Strengths and limitations

A strength of the present study is the number of same-aged children from different languages and cultures followed over several years. However, some limitations should be considered.

First, the findings may generalize only to orthographies with similar characteristics as English and Swedish and to children of similar ages to the present participants. A second limitation relates to a common methodological issue in cross-linguistic research: developing equivalent reading and spelling tests that also consider the unique features of each language. We partly met this problem by using existing literacy measures that follow the same administration and scoring procedures across languages. Although one cannot rule out the possibility that the findings reported are partly due to the translation of tests from English to Swedish, any systematic test differences across countries should mainly impact mean performances and not correlation analyses. A third limitation is that spelling was assessed with only one test at all grade levels, which may have negative impact on measurement reliability. Although the MZ-correlations for the spelling test were comparable to those reported for reading, it is possible that the correlational analyses presented in this study were influenced in part by measurement reliability and regression to the mean. Additionally, it cannot be ruled out that the use of additional or alternative spelling tests would have resulted in significant relationships from spelling to reading. For example, the use of a speeded measure could have been beneficial for assessing spelling, but few such tests exist in the literature. Typically, spelling fluency is evaluated through a recognition task that measures response times for each item (e.g., determining the correct spelling of a word, e.g., “tak” or “talk”). However, assessing word spelling knowledge through recognition may result in better performance by children because they are able to visually perceive the letters of the correct spelling, rendering the process more akin to reading (see Georgiou et al., 2020 for a similar argument). A fourth issue is that we considered both accuracy and speed in our reading measure. Although this way of assessing word reading seems meaningful in the age range studied here, one cannot directly compare the outcomes of the current study to some previous studies of reading development that used other measures (e.g., Lerkkanen et al., 2004 & Leppänen et al., 2006, included reading comprehension in their latent reading measure; Caravolas et al., 2001, only assessed reading accuracy).

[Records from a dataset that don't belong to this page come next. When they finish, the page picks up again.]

PR #9601, opened 2019-07-17
Add new Cheat option: Automatic ride pricing

Sqoops:
Adds a new Cheat option to the game that lets rides have their admission price automatically set and updated as time progresses to just a bit lower then "overpriced".

cheats


duncanspumpkin:
Undo your changes to the language files. You should only be adding a single item to engb. This will break replays. Will need to have a think about how to get that to work.

Sqoops:
> 
> 
> Undo your changes to the language files. You should only be adding a single item to engb. This will break replays. Will need to have a think about how to get that to work.

done - only added STR_6329 and STR_6330 to the GB version

duncanspumpkin:
some how you have messed up the format of both language files. I suspect you have changed the line endings without realising. You will need to fix that before continuing.

duncanspumpkin:
👍

Sqoops:
> 
> 
> some how you have messed up the format of both language files. I suspect you have changed the line endings without realising. You will need to fix that before continuing.

I've used notepad++ with UTF-8 encode - I guess they are not in that format. Changed the files with the browser now.

AaronVanGeffen:
> I've used notepad++ with UTF-8 encode - I guess they are not in that format. Changed the files with the browser now.

They _are_ encoded in UTF-8. You had merely changed the line endings, as Duncan said.

Generalcamo:
Could an option be made to always set prices to "good value" in addition to an option to always set prices to "just below overpriced?" It seems both would be useful options for people to have.

Sqoops:
> 
> 
> Could an option be made to always set prices to "good value" in addition to an option to always set prices to "just below overpriced?" It seems both would be useful options for people to have.

Yes that could be done. First though I want this to actually get merged before I invest even more time into it. 

I had these values set to "good value" at first but found it quite a slog progressing through missions with that setting. 
"good value" is 1/4th of the money that you will get compared to "just below overpriced". Some rides will produce a deficit.

duncanspumpkin:
It will take a while to get this merged as it is dependant on updating replays. I want to make it so that new features don't break replays in general.

src/openrct2/localisation/StringIds.h
```diff
@@ -3965,8 +3965,11 @@ enum
     STR_TRANSPARENT_SCREENSHOT = 6327,
     STR_TRANSPARENT_SCREENSHOT_TIP = 6328,
 
+    STR_CHEAT_AUTOMATIC_RIDE_PRICING = 6329,
+    STR_CHEAT_AUTOMATIC_RIDE_PRICING_TIP = 6330,
+
     // Have to include resource strings (from scenarios and objects) for the time being now that language is partially working
-    STR_COUNT = 32768
+    STR_COUNT = 32770
```
Gymnasiast: Should not have been changed.

ZehMatt:
I'm not sure if I'm the only one against adding more cheats but we already have a ton of them and I think the idea is to implement scripting which could control the pricing. Also this makes the game a lot easier at some point as you have to no longer manage that yourself.

ocalhoun6:
Isn't making the game easier the whole point of cheats?

And if we're going to limit ourselves to a certain number of cheats because there's 'a ton of them', I could think of several cheats I'd rather get rid of than this one. This is a really nifty cheat that can greatly reduce the labor involved in managing a park.

Gymnasiast:
I suppose we'd ultimately want to spin off some of the cheats into plug-ins. Of course, that would need the plug-in system to be finished first.

I can see Matt's point of view, though - basically, this makes making money a lot easier, but since it's less visible, it feels less like cheating - which I'd argue is worse than cheating and knowing it darn well. But since this cheat only touches a few lines, I'm not immediately opposed to it.

As for the cutting the amount of cheats in general: that is something we can talk about. I don't think we should necessarily do that on this PR, but if either of you wants to open an issue, we can whether to scrap some cheats (and especially which ones) there.

data/language/en-GB.txt
```diff
@@ -3776,6 +3776,8 @@ STR_6325    :{SMALLFONT}{BLACK}Simulate ride/attraction
 STR_6326    :Can't simulate {POP16}{POP16}{POP16}{STRINGID}...
 STR_6327    :Transparent background for giant screenshots
 STR_6328    :{SMALLFONT}{BLACK}With this option enabled, giant screenshots will have a transparent background instead of the default black colour.
+STR_6329    :Automatic ride pricing
+STR_6330    :{SMALLFONT}{BLACK}Rides will have their admission price automatically set and updated as time progresses to just a bit lower then "overpriced".
```
Gymnasiast:
```suggestion
STR_6330    :{SMALLFONT}{BLACK}Rides will have their admission price automatically set to the maximum amount guests are willing to pay. The price will be kept up-to-date as the ride gets older.
```

IntelOrca:
Well the main point (and already has been) of cheats, is to help developers test the game more easily. This only needs to include the fundamentals, getting a lot of cash, triggering a lot of guests to enter the park, removing litter, resetting the date and also anti-cheats like removing all guests, triggering weather conditions.

I would say any of the cheats that aren't useful for developers such as this one are unnecessary. On the other hand we don't yet have a plugin system but when we do we can start to move more of these out the main source code.

There is already a preview of the plugin system in action:
https://www.youtube.com/watch?v=jmjWzEhmDjk

ocalhoun6:
Then wouldn't these 'developer tools' be best suited to a plugin as well?

Gymnasiast:
> Well the main point (and always has been) of cheats, is to help developers test the game more easily. This only needs to include the fundamentals, getting a lot of cash, triggering a lot of guests to enter the park, removing litter, resetting the date and also anti-cheats like removing all guests, triggering weather conditions.
>
> I would say any of the cheats that aren't useful for developers such as this one are unnecessary. 

I have to disagree there. It was never _my_ intention, and I have introduced the most cheats. I'm also sure that most outside contributors that have added cheats did not do so to help development.

Finally, regardless of the intention, most people that use cheats do not use them for development purposes.

IntelOrca:
Well most of them were added to get feature parity with 8-cars which did not work with OpenRCT2. I am just trying to say, exploding guests should be moved to a plug in

Gymnasiast:
The plug-in system has been merged in the meantime. Since a majority of the team thinks this should be a plug-in, I will close this PR.

enoeone19:
Hi, sorry for the noob question but how do I implement this cheat in the game? Navigating to the files changed tab, do I need to change all the files shown here then re-compile the game? Is there a way to download the already modified files? If that is the case, do I need to recompile the game or can I just overwrite the existing game files?

duncanspumpkin:
This has been replaced by a plugin. To use the plugin just install it in the plugin folder.

enoeone19:
Thanks, that simplifies things a lot.

PR #9613, opened 2019-07-19
Add new Cheat option: Build Benches, bins etc.

Sqoops:
Adds a new Cheat option to the game that places benches, bins, lamps, sprinklers randomly on all empty footpaths in your park and lamps, queue line tv's on all empty queue lines.
c1
c2
c3


ocalhoun6:
Personally, I'd like it better without the lamps.

Since lamps are for aesthetics only, I'd much rather carefully place them for aesthetics' sake than just have them randomly strewn about.

Also, what does this cheat do when...
- there are multiple bench/trash bin objects loaded in the scenario?
- there are no bench/trash bin/lamp objects loaded in the scenario?
- there are already path scenery objects in place -- does it replace them or ignore path tiles that already have benches/lamps, etc?

duncanspumpkin:
This would be better suited to be in a plugin. (when we get round to finishing the plugin system)

PR #9614, opened 2019-07-20
Can now pop balloons and quack ducks in title screen.

XplosiveLugnut:
Was staring at the title screen the other day and saw a balloon. I couldn't pop it. Nor could I make the ducks quack. I figured, "why not?"


xavery:
This significantly improves my title screen experience. Kudos!

janisozaur:
Since the read-only parks are now being modified, won't that affect autosaves?

XplosiveLugnut:
Doesn't look like autosaves are an issue at the title screen.
See the following code snippet from src/openrct2/GameState.cpp line 201

    // Always perform autosave check, even when paused
    if (!(gScreenFlags & SCREEN_FLAGS_TITLE_DEMO) && !(gScreenFlags & SCREEN_FLAGS_TRACK_DESIGNER)
        && !(gScreenFlags & SCREEN_FLAGS_TRACK_MANAGER))
    {
        scenario_autosave_check();
    }

XplosiveLugnut:
Also, I'm just guessing that I merged the changelog correctly.

src/openrct2-ui/interface/ViewportInteraction.cpp
```diff
@@ -74,6 +74,15 @@ int32_t viewport_interaction_get_item_left(int32_t x, int32_t y, viewport_intera
     tileElement = info->tileElement;
     sprite = (rct_sprite*)tileElement;
 
+    // Allows only balloons to be popped and ducks to be quacked in title screen
+    if (gScreenFlags & SCREEN_FLAGS_TITLE_DEMO)
+    {
+        if (info->type == VIEWPORT_INTERACTION_ITEM_SPRITE && sprite->generic.sprite_identifier == SPRITE_IDENTIFIER_MISC)
+            return info->type;
+        else
+            return info->type = VIEWPORT_INTERACTION_ITEM_NONE;
```
AaronVanGeffen: Not too confident about this assignment here. Should perhaps just return `VIEWPORT_INTERACTION_ITEM_NONE` instead?

XplosiveLugnut:
Alright, when I saw your comment, and the code snippet, I thought to myself "yeah that does look weird, why did I do that?"

After checking the whole file and not just the commit changes, I have the answer. This is done numerous times in this file.

The reasoning appears to be that "info->type" needs to be assigned and the function needs to return what it was assigned to.

Upon a google, I found https://stackoverflow.com/questions/15292892/what-is-return-type-of-assignment-operator

So this is a valid way to do that (return what something was assigned to). `A = B = C;` is effectively the same as `B = C; A = B;` By the same logic, `return B = C;` is the same as `B = C; return B;`.

So, if assigning something is the last thing the function needs to do before returning what that thing was assigned to, this works fine.

duncanspumpkin:
I don't think anyone is debating if it works. More it just looks odd. Break it up into two lines.

XplosiveLugnut:
"Not too confident about this assignment"
Reads like uncertainty to me. That's why I confirmed that it is valid and works as intended, like it does everywhere else in the file already.

"Break it up into two lines."
Well it's not *that* simple. :wink:

Anyway, I got rid of *all* of them that I could find, which wasn't many, so I figured it's no big deal.
I do feel this is out of the scope of this pull request though.

AaronVanGeffen:
Oh, I was aware of the transitive properties of assignments. It was the assignment itself that seemed odd to me, hence the shout-out.

Refactoring all assignments in return clauses should really be done in a different PR, if at all. I personally do not think it is necessary.

XplosiveLugnut:
Yes, after much messing around with SSH keys and emails, I think it's good.

XplosiveLugnut:
Ohhhh. Ok. Yes. I completely misunderstood. I'll revert that last refactoring commit.

src/openrct2-ui/interface/ViewportInteraction.cpp
XplosiveLugnut: Still learning git hub here.

Ok, looking into *why* I'm making this assignment here. I'm sure I had reasoned it out. But I don't remember.

AaronVanGeffen:
I would prefer the last two commits to be dropped entirely, as adding-then-reverting merely pollutes the repository history. Alternatively, we could just squash-merge the PR.

XplosiveLugnut:
Agreed. What ever ends up being the cleanest. Guessing squash-merging turns the whole PR into a single commit? That sounds good to me.

src/openrct2-ui/interface/ViewportInteraction.cpp
XplosiveLugnut: Yup, looks like that assignment isn't necessary. Thanks. I'll fix that.

Ok, so what do I do here now? Talking about this little thread in particular. Do I click resolve/start a review? Do I wait until I've made the next commit?

AaronVanGeffen: You can 'resolve' the thread/conversation after pushing a new commit, no worries.

src/openrct2-ui/interface/ViewportInteraction.cpp
```diff
@@ -80,7 +80,7 @@ int32_t viewport_interaction_get_item_left(int32_t x, int32_t y, viewport_intera
         if (info->type == VIEWPORT_INTERACTION_ITEM_SPRITE && sprite->generic.sprite_identifier == SPRITE_IDENTIFIER_MISC)
             return info->type;
         else
-            return info->type = VIEWPORT_INTERACTION_ITEM_NONE;
+            return VIEWPORT_INTERACTION_ITEM_NONE;
```
Broxzier: Are you sure this assignment is unnecessary? It couild be that the caller doesn't check the return type of this function, but does check the `info` instance.

XplosiveLugnut: I should have documented how the code got to this point. I don't clearly remember why, but I believe I determined that the assignment was not only unnecessary, but _could_ actually cause a problem.
I'll look into it again and document it this time. It'll be a good exercise for me. Might even reach a different conclusion.

Gymnasiast: @XplosiveLugnut Well, was it? ;-)

distribution/changelog.txt
```diff
@@ -4,6 +4,7 @@
 - Feature: [#6553] Android version now runs in full screen.
 - Feature: [#7865] Transport rides can now be synchronised.
 - Feature: [#9073] Shortcut keys for the Tile Inspector.
+- Feature: [#9614] Can now pop balloons and quack ducks in title screen.
```
Gymnasiast, line 7:
```suggestion
- Feature: [#9614] Allow interaction with balloons and ducks in the title screen.
```
Also needs to be put under the appropriate version.

src/openrct2-ui/interface/ViewportInteraction.cpp
XplosiveLugnut: Heh, I suppose.

OK, so, the only thing the assignment can affect is the _window_title_command_editor_tool_down_ function.
This function doesn't use the return value, only the assigned value.

However, the Title Command Editor isn't usable in the title screen, so this doesn't matter.

In the other two cases where _viewport_interaction_get_item_left_ is used, returning _VIEWPORT_INTERACTION_ITEM_NONE_ causes the calling function to do nothing but return and never use the assigned value. So the lack of assignment doesn't matter here either.

TLDR: There _should_ be no noticeable difference between having or not having the assignment, since the only function that it could affect can't be called while in the title screen.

Conclusions and implications

Our results show that reading and spelling reinforce each other during the early phase of literacy development. After that, reading becomes more critical for subsequent spelling development than vice versa. Specifically, spelling is essential for reading in the initial phases because it helps children discover the alphabetic principle. In later phases, reading boosts spelling because reading exposure leads to a richer lexicon of orthographic representations. Our results support the hypothesis put forward by Frith (1986) that spelling is important for reading mainly in the initial phase of literacy development. After that, reading is a more important predictor of subsequent spelling than vice versa. This developmental pattern applies irrespective of the transparency of a particular orthography. Regarding educational implications, literacy instruction should integrate a focus on reading and spelling over time so that children can benefit from the learned knowledge in both domains. If balanced carefully, such an approach will also trigger and strengthen the connections between phonemic, graphemic, and semantic knowledge (Bosman & Van Orden, 1997).